▶ _What the exercise asks_:
In the entries below, which lines run from the one containing "In the latter" to the one containing "- when not using"? Copy exactly those lines, ends included, and no others.
== Segment start ==
Issue #47, opened 2018-07-12
Notification not created when using occ user:expire-password command


PVince81:
### Steps

1. Login as admin
1. Enable rule with 20 days until user password expires
1. Enable rule with 5 days after password expires, send notification
1. Create a user "user1" with password "test"
1. Login as "user1"
1. Run `occ user:expire-password user1 -- "-40 days"`
1. Run cron after resetting oc_jobs timetamps (the usual way to test with cron.php)
1. Refresh the page

### Expected result
Notification appears about expired password.
If a smaller value was selected, a notification about password is about to expire

### Actual result
No notification at all

### Version
Current master (2.0.0)

Looking at the code it seems that the mechanism for actual expiration is done based on the user preference "forcePasswordChange". However the notification mechanism is checking the timestamp of the last password in the password history table.

It seems that the notification code should rather look at the "forcePasswordChange" value as this is the one influenced by the last password changes. I have the feeling that there were misunderstandings during the implementation and review.

@jvillafanez please adjust the code to select based on preferences.
I seem to remember about problems when parsing the string value to int with Oracle as the preference is a CLOB and maybe using the history table is a workaround ?

In the latter case we might need to adjust the occ command to also insert a dummy password entry into the table with the same timestamp as "forcePasswordChange".

I'm not sure yet about how important this is for the release. Based on https://github.com/owncloud/password_policy/issues/24 for existing users it was said that one needs to use the occ command. So it might be best to make it work. The faster fix might be inserting a dummy password.

@butonic does that make sense ?

PVince81:
@pmaier1 this is the reason I couldn't demo the notification. In the past I used another hack where I touched the history table but forgot at the time we talked.

@pmaier1 any thoughts on criticality considering the timeline ?

pmaier1:
Hmm, well, this is a UX thing. Especially for existing instances that impose policies users will not receive a notification.
- won't know that password has expired until they log in again
- when not using oauth clients might throw errors about wrong password? what if we combine this with the brute-force protection app?

If these two statements are true, yes, this is at least a p2. Not sure about the effort. I actually can't defer the planned release date.

jvillafanez:
It will depend on how we want to deal with this:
== Segment end ==
▶ _Solution to this exercise_:
In the latter case we might need to adjust the occ command to also insert a dummy password entry into the table with the same timestamp as "forcePasswordChange".

I'm not sure yet about how important this is for the release. Based on https://github.com/owncloud/password_policy/issues/24 for existing users it was said that one needs to use the occ command. So it might be best to make it work. The faster fix might be inserting a dummy password.

@butonic does that make sense ?

PVince81:
@pmaier1 this is the reason I couldn't demo the notification. In the past I used another hack where I touched the history table but forgot at the time we talked.

@pmaier1 any thoughts on criticality considering the timeline ?

pmaier1:
Hmm, well, this is a UX thing. Especially for existing instances that impose policies users will not receive a notification.
- won't know that password has expired until they log in again
- when not using oauth clients might throw errors about wrong password? what if we combine this with the brute-force protection app?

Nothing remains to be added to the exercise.